Mind Games steigerte seinen US-Umsatz 2025 auf 28,9 Millionen Dollar, gegenüber 18,5 Millionen im Vorjahr – nach Circana-Daten, über die Glossy berichtete. French Defense, das meistverkaufte Produkt, hielt 17 Prozent dieses Umsatzes. 65 Prozent der Erlöse stammten laut eigenen Angaben aus vierzehn Düften. Das Portfolio leistet das, was Portfolios eigentlich nicht leisten sollen.
Die übliche Gegenwehr lautet: Geduld. Warte lang genug, und der Leitduft wird sich herauskristallisieren; das tun Portfolios immer. Aber Mind Games ist vier Jahre alt, wird bei Selfridges für 395 Dollar die Flasche gelistet und plant bereits Duft Nummer neunundzwanzig und dreißig. Gründer Alex Shalbaf sagt, er versuche, „keine einzelne SKU zu haben, die den Großteil unseres Geschäfts ausmacht.” Das ist keine Phase – das ist eine Strategie.
Die Anker-SKU existierte, weil die Entdeckung eines Nischendufts früher teuer war. Verkäufer mussten einen einzigen Namen kennen; der Kunde brauchte etwas, wonach er am Tresen fragen konnte. Die For-You-Page übernimmt diese Funktion heute, lenkt die Entdeckung quer durch das gesamte Sortiment, anstatt standardmäßig zum Vordersten zu verweisen. TikTok Shop erzielte im vergangenen Jahr laut Charm.io-Daten, über die Glossy berichtete, 162 Millionen Dollar Umsatz mit Düften – mit Namen, die vor fünf Jahren in der redaktionellen Duftberichterstattung kaum vorkamen. Der Katalog selbst ist die Oberfläche geworden.

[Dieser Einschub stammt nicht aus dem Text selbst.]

PR #383, opened 2019-01-23
Pipefail in ./build-unixen

baconpaul:
Both ./build-osx and ./build-linux when teeing output
supressed the return code of build. In osx this was only
in verbose mode; in linux it was in both. This meant a failed
build in these settings returned success

Since these are bash scripts, fix it with set pipefail

### DIFF
--- a/build-linux.sh
+++ b/build-linux.sh
@@ -107,6 +107,8 @@ run_build()
 
     echo
     echo Building surge-${flavor} with output in build_logs/build_${flavor}.log
+    # Since these are piped we lose status from the tee and get wrong return code so
+    set -o pipefail
     if [[ -z "$OPTION_verbose" ]]; then
         make config=release_x64 2>&1 | tee build_logs/build_${flavor}.log
     else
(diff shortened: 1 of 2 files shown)


baconpaul:
@kzantow or @jsakkine - a 10 second peek at this diff appreciated. Fixes the problem reported.

build-linux.sh
```diff
@@ -107,20 +107,24 @@ run_build()
 
     echo
     echo Building surge-${flavor} with output in build_logs/build_${flavor}.log
+    # Since these are piped we lose status from the tee and get wrong return code so
+    set -o pipefail
```
kzantow: Nice one! Should this be set for the duration of the script though? (same for mac)

baconpaul:
Yeah I was thinking of a big old set -euxo pipeline at the top of both or some such - basically the use strict of bash. But wanted to make smallest change since I’m not sure what else is going on in Linux land 

Fine either way honestly.

baconpaul:
Jjs was happy so sweeping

Derselbe Druck wirkt innerhalb der eigenen Infrastruktur einer Marke. Jo Malones AI Scent Advisor, entwickelt auf Basis von Googles Gemini und Vertex AI, überträgt natürliche Sprache in olfaktorische Attribute und erstellt personalisierte Empfehlungen über das gesamte Sortiment hinweg. Der Mechanismus ist keine soziale Entdeckung; er bedient das Sortiment einer einzigen Marke, nicht den offenen Markt. Die Anker-SKU war eine Faustregel für die Grenzen eines Menschen am Tresen. Diese Faustregel gilt nicht mehr.
Der Leitduft war immer eine Abgabe für teure Entdeckung – und Mind Games hat aufgehört, sie zu zahlen.
Das sind unangenehme Nachrichten für die Häuser, die ihr Marketing noch immer um eine einzige Flasche herum organisieren. Eine Anker-SKU ist Verhandlungsmacht im Großhandelsgespräch und Sichtbarkeit am Tresen. Sie ist aber auch das Risiko einer Ein-Produkt-Wette – genau das, gegen das Shalbaf nach eigenen Worten absichert. Mind Games’ Bestseller wechselt: Check Please ist gerade in die Top Five eingestiegen. Athletenkooperationen könnten noch einen Leitduft hervorbringen; der Marke werden Gespräche mit Sportlern wie Aaron Rodgers nachgesagt, was genau die Konzentration wiederherstellen könnte, die Shalbaf nach eigenen Worten vermeiden will. Ein Einkäufer, der ein Dutzend Mind-Games-Düfte listet, hat die Absicherung gegen dieses Szenario bereits eingebaut. Das Portfolio-Haus absorbiert Rotation. Das Hero-Haus setzt dagegen.
Entdeckung war früher ein Fixkostenpunkt, bezahlt in Regalmetern und redaktionellen Zeilen. Sie ist heute variabel – und was sie entdeckt, ist der Long Tail. Die Häuser, die noch immer um einen Leitduft herum organisiert sind, zahlen die gestrigen Fixkosten aus dem heutigen variablen Umsatz. Die Rechnung wird nur noch schlechter.